Um deles analisa amostras seminais de dois grupos de homens de 18 anos que viviam nas zonas rural e urbana da República Tcheca. Os homens expostos à poluição do ar apresentavam mais frequentemente alteração da motilidade e morfologia e da estrutura da cromatina dos espermatozóides (medida da integridade genética) do que os jovens menos expostos, que viviam na zona rural.
No Brasil ainda não há um estudo amplo sobre o assunto. Uma pesquisa realizada pela Unicamp (Universidade Estadual de Campinas), com 10.842 espermogramas, no período de 1990 a 1999, indica uma queda na qualidade dos espermatozóides ao longo dos anos.
Segundo o urologista Paulo Augusto Neves, 44, responsável pelo setor de infertilidade masculina da Unicamp, o estudo mostra um declínio da motilidade e da porcentagem de espermatozóides normais, o que eleva as taxas de infertilidade. Metade dos problemas de esterilidade é atribuída a causas masculinas.
Neves e o também urologista Nelson Rodrigues Netto Júnior lançaram na semana passada um livro sobre infertilidade masculina, a primeira obra que trata estritamente desse problema na América Latina.
Neves diz que há vários estudos sugerindo que a exposição ambiental ou ocupacional a compostos químicos alteraria o equilíbrio endócrino e poderia ser uma das causas da infertilidade masculina. Contudo, há outras pesquisas que não reconhecem essa relação.
Além do declínio da produção espermática, ele diz que em vários países houve um aumento da incidência do câncer de testículo e de outras alterações do trato reprodutivo masculino como a hipospádia (desenvolvimento insuficiente da uretra em seu trajeto peniano) e criptorquidia (ausência de testículo no escroto).
Em palestra realizada no mês passado no Hospital Albert Einstein, a pesquisadora americana Rebecca Sokol disse que estudos clínicos e com animais têm identificado várias substâncias químicas como sendo tóxicas para o aparelho reprodutivo. Entre elas estariam os resíduos industriais, os pesticidas e metais pesados.
Segundo Rebecca, metais pesados têm sido relatados como tóxicos para a fertilidade masculina. A exposição ao chumbo, por exemplo, altera a função espermática e dos hormônios reprodutivos, e o contato com o cádmio pode destruir a irrigação testicular, reduzindo a fertilidade. O crômio pode interferir na motilidade do espermatozóide.
O técnico em química João Carlos Gomes, 36, atribui a má qualidade de seus espermatozóides ao contato que teve com produtos químicos no período em que trabalhou na Rhodia de Cubatão.
A unidade, que produzia o ultratóxico "pó-da-china" e solventes clorados, está interditada desde 1993. A Rhodia não acredita que os problemas de fertilidade estejam ligados à contaminação.
Gomes possui espermatozóides com problemas de motilidade e morfologia, o que teria dificultado a gravidez da sua mulher durante cinco anos.

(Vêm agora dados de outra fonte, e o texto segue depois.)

PR #136, opened 2024-08-14
Explicitly Set content types on tiles and leaves

phbnf:
If not specified, GCS automatically detects the content type, so let's be explicit and avoid unfortunate divergence outside of our control.

I haven't added tests, but since there was some divergence before https://github.com/C2SP/C2SP/pull/92, it proves that it can happen, and doesn't sound crazy to add some. I can do this in a later PR but we'd also need to modify the getObject signature, which sounds a bit cumbersome.

### DIFF
--- a/storage/gcp/gcp.go
+++ b/storage/gcp/gcp.go
@@ -56,6 +56,8 @@ import (
 
 const (
 	entryBundleSize = 256
+	appDataContType = "application/data"
+	txtContType     = "text/plain; charset=utf-8"
 
 	DefaultPushbackMaxOutstanding = 4096
 	DefaultIntegrationSizeLimit   = 5 * 4096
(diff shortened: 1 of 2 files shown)


AlCutter:
As an aside, I'm not sure what `application/data` is - it's not one of the IANA registered types: https://www.iana.org/assignments/media-types/media-types.xhtml#application

I'm checking with Filippo what he intended there, but I've speculatively raised C2SP/C2SP#92 against the specs to change to `application/octet-stream` which [_is_ a registered type](https://www.iana.org/assignments/media-types/application/octet-stream).

I agree that being explicit here is >> than relying on auto-detection which may change at any time, though!

Do you want to leave this PR open for the moment until we've clarified the type?

phbnf:
Ah you beat me to it I was about to speak with Martin and raise and issue after lunch if need be. My plan was to submit this to align with specs, and to change this later if the specs change.

phbnf:
I've updated the PR title, but I'll leave the description as it is to keep history and context.

AlCutter:
I think it'd be better to update the description to match what the PR does now - this is going to be what's associated with the squashed commit when it's merged so better to have it describe the "atomic whole" rather than a point-in-time history.  The evolution is available for archeology via this PR if anyone needs the context.

AlCutter (approved):

AlCutter (approved):

PR #141, opened 2024-08-15
Hammer: exit criteria

mhutchinson:
The hammer can be configured to stop successfully if a desired number of leaves are written, and to fail after a max runtime is reached. These two can be used in conjunction to run a headless test for write performance.

### DIFF
--- a/hammer/hammer.go
+++ b/hammer/hammer.go
@@ -113,7 +113,7 @@ func main() {
 					return
 				case <-tick.C:
 					if tracker.LatestConsistent.Size >= goal {
-						elapsed := time.Now().Sub(startTime)
+						elapsed := time.Since(startTime)
 						klog.Infof("Reached tree size goal of %d after %s; exiting", goal, elapsed)
 						cancel()
 						return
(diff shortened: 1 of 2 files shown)


hammer/hammer.go
```diff
@@ -97,12 +100,52 @@ func main() {
 	hammer := NewHammer(&tracker, f.Fetch, w.Write, gen, ha.seqLeafChan, ha.errChan)
 	hammer.Run(ctx)
 
+	exitCode := 0
+	if *leafWriteGoal > 0 {
+		go func() {
+			startTime := time.Now()
+			goal := tracker.LatestConsistent.Size + uint64(*leafWriteGoal)
```
AlCutter, line 107: Is there a race here since `hammer.Run()` has already been called?
(Probably not _all that important_ if there is, but might lead to a "huh, why 2504?!" moment if the leaf generators were ever augmented to stop after creating `*leafWriteGoal` leaves.)

AlCutter (approved):

hammer/hammer.go
mhutchinson: Fixed by moving the hammer run until after this block.

PR #142, opened 2024-08-15
Run hammer against MySQL in CI

mhutchinson:
This ensures a basic level of write performance. It isn't a perfect performance benchmark because the job could be run on different specs of machine, but it's a first foray into getting the hammer running in CI.

### DIFF
--- a/.github/workflows/benchmark_mysql.yml
+++ b/.github/workflows/benchmark_mysql.yml
@@ -1,0 +1,21 @@
+name: Benchmark MySQL
+
+on: [push, pull_request]
+
+permissions:
+  contents: read
+
+jobs:
+  benchmark-mysql:
+    runs-on: ubuntu-latest
+    
+    steps:
+      - name: Checkout code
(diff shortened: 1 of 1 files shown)


AlCutter (approved):

.github/workflows/benchmark_mysql.yml
```diff
@@ -0,0 +1,21 @@
...
+jobs:
+  benchmark-mysql:
+    runs-on: ubuntu-latest
+    
+    steps:
+      - name: Checkout code
+        uses: actions/checkout@692973e3d937129bcbf40652eb9f2f61becf3332 # v4.1.7
+      - name: Start Tessera
+        run: docker compose -f ./cmd/example-mysql/docker/compose.yaml up --build --detach
+      - name: Run integration test
```
roger2hk, line 17: Call this `Run benchmark test`?

mhutchinson: #150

Ele chegou a fazer uma cirurgia e a tomar medicamentos à base de citrato de clomifeno durante um ano para melhorar a qualidade espermática, mas o tratamento não surtiu efeito.

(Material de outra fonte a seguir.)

PR #144, opened 2024-08-15
Terraform for GCP CI base

AlCutter:
This PR adds support for spinning up an instance of the example personality on GCP.

This is intended to be used for CI tests.

Towards #7

### DIFF
--- a/deployment/live/gcp/example-gcp/ci/terragrunt.hcl
+++ b/deployment/live/gcp/example-gcp/ci/terragrunt.hcl
@@ -10,6 +10,6 @@ include "root" {
 inputs = merge(
   include.root.locals,
   {
-    example_gcp_docker_image = "todo"
+    example_gcp_docker_image = "us-central1-docker.pkg.dev/trillian-tessera/docker-prod/example-gcp:latest"
   }
 )
--- a/deployment/live/gcp/example-gcp/ci/terragrunt.hcl
+++ b/deployment/live/gcp/example-gcp/ci/terragrunt.hcl
@@ -11,5 +11,6 @@ inputs = merge(
   include.root.locals,
   {
     example_gcp_docker_image = "us-central1-docker.pkg.dev/trillian-tessera/docker-prod/example-gcp:latest"
+    log_origin = "example-gcp"
   }
 )
--- a/deployment/live/gcp/example-gcp/ci/terragrunt.hcl
+++ b/deployment/live/gcp/example-gcp/ci/terragrunt.hcl
@@ -1,0 +1,15 @@
+terraform {
+  source = "${get_repo_root()}/deployment/modules/gcp//example-gcp"
+}
+
+include "root" {
+  path   = find_in_parent_folders()
+  expose = true
+}
+
+inputs = merge(
+  include.root.locals,
+  {
+    example_gcp_docker_image = "todo"
+  }
+)
--- a/deployment/live/gcp/example-gcp/terragrunt.hcl
+++ b/deployment/live/gcp/example-gcp/terragrunt.hcl
@@ -6,7 +6,7 @@ locals {
   env         = path_relative_to_include()
   project_id = get_env("GOOGLE_PROJECT", "trillian-tessera")
   location   = get_env("GOOGLE_REGION", "us-central1")
-  base_name   = get_env("TESSERA_BASE_NAME", "${path_relative_to_include()}-example-gcp")
+  base_name   = get_env("TESSERA_BASE_NAME", "${local.env}-example-gcp")
 }
 
 remote_state {
@@ -16,7 +16,7 @@ remote_state {
     project  = local.project_id
     location = local.location
     bucket   = "${local.project_id}-${local.base_name}-terraform-state"
-    prefix   = "${path_relative_to_include()}/terraform.tfstate"
+    prefix   = "${local.env}/terraform.tfstate"
 
     gcs_bucket_labels = {
       name  = "terraform_state_storage"
--- a/deployment/live/gcp/example-gcp/terragrunt.hcl
+++ b/deployment/live/gcp/example-gcp/terragrunt.hcl
@@ -4,8 +4,8 @@ terraform {
 
 locals {
   env         = path_relative_to_include()
-  project_id = get_env("GOOGLE_PROJECT", "trillian-tessera")
-  location   = get_env("GOOGLE_REGION", "us-central1")
+  project_id  = get_env("GOOGLE_PROJECT", "trillian-tessera")
+  location    = get_env("GOOGLE_REGION", "us-central1")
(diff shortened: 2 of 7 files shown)


deployment/live/gcp/example-gcp/ci/terragrunt.hcl
```diff
@@ -0,0 +1,16 @@
+terraform {
+  source = "${get_repo_root()}/deployment/modules/gcp//example-gcp"
```
mhutchinson, line 2: This double slash is a bit weird?

deployment/live/gcp/example-gcp/terragrunt.hcl
```diff
@@ -1,25 +1,22 @@
...
-  source = "${get_repo_root()}/deployment/modules/gcp/gcs"
+  source = "${get_repo_root()}/deployment/modules/gcp//example-gcp"
 }
 
 locals {
+  env         = path_relative_to_include()
   project_id = get_env("GOOGLE_PROJECT", "trillian-tessera")
   location   = get_env("GOOGLE_REGION", "us-central1")
-  base_name   = get_env("TESSERA_BASE_NAME", "example-gcp")
+  base_name   = get_env("TESSERA_BASE_NAME", "${path_relative_to_include()}-example-gcp")
```
mhutchinson, line 9: Can you use $env here instead of the path calculation? It'd be clearer for a human reading it, even if the result is the same.

deployment/live/gcp/example-gcp/terragrunt.hcl
```diff
@@ -1,25 +1,22 @@
 terraform {
-  source = "${get_repo_root()}/deployment/modules/gcp/gcs"
+  source = "${get_repo_root()}/deployment/modules/gcp//example-gcp"
 }
 
 locals {
+  env         = path_relative_to_include()
   project_id = get_env("GOOGLE_PROJECT", "trillian-tessera")
```
mhutchinson, line 7: nit: alignment of `=` has got wonky.

deployment/live/gcp/example-gcp/terragrunt.hcl
```diff
@@ -1,25 +1,22 @@
...
-)
-
 remote_state {
   backend = "gcs"
 
   config = {
     project  = local.project_id
     location = local.location
     bucket   = "${local.project_id}-${local.base_name}-terraform-state"
+    prefix   = "${path_relative_to_include()}/terraform.tfstate"
```
mhutchinson, line 19: Again, using `${local.env}` would be clearer, IMO.

deployment/modules/gcp/example-gcp/main.tf
```diff
@@ -0,0 +1,134 @@
+terraform {
+  backend "gcs" {}
+}
+
+## Call the Tessera GCP module
+##
+## This will configure all the storage infrastructure required to run a Tessera log on GCP.
+module "gcs" {
+  source = "..//gcs"
```
mhutchinson, line 9: Is the double slash needed here? I think this is one of those cases where there is something needed about the 2 slashes but best to check.

deployment/modules/gcp/example-gcp/main.tf
```diff
@@ -0,0 +1,134 @@
...
+        tcp_socket {
+          port = 8080
+        }
+      }
+    }
+    containers {
+      image      = "us-docker.pkg.dev/cloud-ops-agents-artifacts/cloud-run-gmp-sidecar/cloud-run-gmp-sidecar:1.0.0"
+      name       = "collector"
+      depends_on = ["example-gcp"]
+    }
```
mhutchinson, line 122: This does the prometheus integration into GCP monitoring. Not sure if you need it in the example?

It could do with some comments put through here for things like this though, or people will just steal all of this whether it's needed or not. The curse of writing examples that try to strike a balance between "hello world" and showing actual real-life deployment.

deployment/modules/gcp/example-gcp/main.tf
```diff
@@ -0,0 +1,134 @@
...
+  template {
+    service_account = google_service_account.cloudrun_service_account.email
+    containers {
+      image = var.example_gcp_docker_image
+      name  = "example-gcp"
+      args = [
+        "--logtostderr",
+        "--v=1",
+        "--bucket=${module.gcs.log_bucket.id}",
+        "--spanner=projects/${var.project_id}/instances/${module.gcs.log_spanner_instance.name}/databases/${module.gcs.log_spanner_db.name}",
```
mhutchinson, line 98: nit: You could consider evaluation this monster as a local, and even exporting it as an output variable. It would make this line shorter and thus easier to eyeball the flags.

deployment/modules/gcp/example-gcp/main.tf
```diff
@@ -0,0 +1,134 @@
...
+  crypto_key = google_kms_crypto_key.log_signer.id
+}
+
+###
+### Set up Cloud Run service
+###
+resource "google_service_account" "cloudrun_service_account" {
+  account_id   = "cloudrun-${var.env}-sa"
+  display_name = "Service Account for Cloud Run (${var.env})"
+}
```
mhutchinson, line 56: This isn't strictly necessary as there's a default service account you could use. It's good practice though. We should probably write in some docs our approach to the example on how to balance best practice vs minimalism.

mhutchinson (approved):

deployment/live/gcp/example-gcp/ci/terragrunt.hcl
AlCutter: This is how you tell terraform about module "boundaries", with the double slash it brings in anything under there, without them it fails when you try to reference the sibling `gcs` from within the `example-gc` module.

This is a bit of a dusty corner in terraform, but it's why e.g. you had to put double slashes in for your distributor config which referenced other modules:https://github.com/transparency-dev/distributor/blob/main/deployment/modules/distributor/main.tf#L110

deployment/live/gcp/example-gcp/terragrunt.hcl
AlCutter: I assumed I couldn't, but rather unexpectedly it seems like you can (or at least `${local.env}` you can)...

deployment/live/gcp/example-gcp/terragrunt.hcl
AlCutter: done

deployment/modules/gcp/example-gcp/main.tf
AlCutter: yup, same as above.

deployment/modules/gcp/example-gcp/main.tf
AlCutter: Yeah, guidance is a good idea. I'll merge this as-is while we chew on that.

Em 1997, quando já pensavam em fazer uma fertilização in vitro, a mulher de Gomes engravidou naturalmente do menino L.U., único filho do casal.

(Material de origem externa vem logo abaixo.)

PR #146, opened 2024-08-16
First cut at CloudBuild config

AlCutter:
This PR adds a first cut of a Cloud Build config for the Tessera repo.

It's mostly a trimmed-down version of the same thing from the `distributor` repo.

This is primarily intended to provide support for doing CI/CD for the Tessera GCP backend via the `example-gcp` binary.

Towards #7.


deployment/live/cloudbuild/README.md
mhutchinson, line 1: WDYT about a subdirectory like `live/gcp/cloudbuild` ? At the moment this is disambiguated by different cloud providers having different naming, which seems like it could get hard to understand if any author/user doesn't have a good mental map of all these names?

This would also affect the `modules` directory. I imagine both `modules` and `live` would contain {gcp, aws, local} or something like that? The other option is to refactor later, but it's a bit messier/riskier because there are non statically-built links like docs and the terraform files that are only checked at runtime.

deployment/live/cloudbuild/README.md
```diff
@@ -0,0 +1,14 @@
+# Cloudbuild Triggers and Steps
+
+This directory contains a terragrunt file that can be deployed using `terragrunt apply` to define the necessary triggers and steps in GCB.
```
mhutchinson, line 3: Link to `terragrunt` installation docs?

deployment/modules/cloudbuild/main.tf
```diff
@@ -0,0 +1,97 @@
+terraform {
+  required_providers {
+    google = {
+      source  = "hashicorp/google"
+      version = "5.14.0"
```
mhutchinson, line 5: Lastest version is 5.41. Would recommend using the latest version (if not now, in a follow-up PR). Usually there are no changes needed, but with this many releases, there could be...

https://registry.terraform.io/providers/hashicorp/google/latest

Relatedly, but orthogonally, we should look at dependabot for these config bumps. https://docs.github.com/en/code-security/dependabot/dependabot-version-updates/configuration-options-for-the-dependabot.yml-file#terraform suggests the feature is there, but the TL;DR of https://github.com/dependabot/dependabot-core/issues/8725 is "use renovate".

AlCutter:
.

Gomes move uma ação civil contra o INSS, em que tenta vincular seu problema de fertilidade com a contaminação sofrida.
Uma das substâncias encontradas no seu sangue é o hexaclorobenzeno (HCB), considerado um interruptor endócrino, que tem sido associado à redução do número de espermatozóides.

Água
Há estudos que também relacionam a queda da fertilidade masculina ao consumo de água contaminada por hormônios -como o estrógeno e a progesterona- e por metais pesados.
Segundo Edson Borges Júnior, presidente da Sociedade Brasileira de Reprodução Assistida, uma pesquisa está sendo feita em São Paulo para avaliar a influência da água na qualidade dos espermatozóides. Foram coletadas amostras em vários locais na cidade. Os resultados saem em um mês.
Para o médico Jorge Adad Filho, pesquisador na área de reprodução humana da Unifesp (Universidade Federal de São Paulo), os estudos que relacionam o fator ambiental à queda da fertilidade estão no caminho certo, mas ainda são muito inconclusivos. "Ainda não dá para provar nada."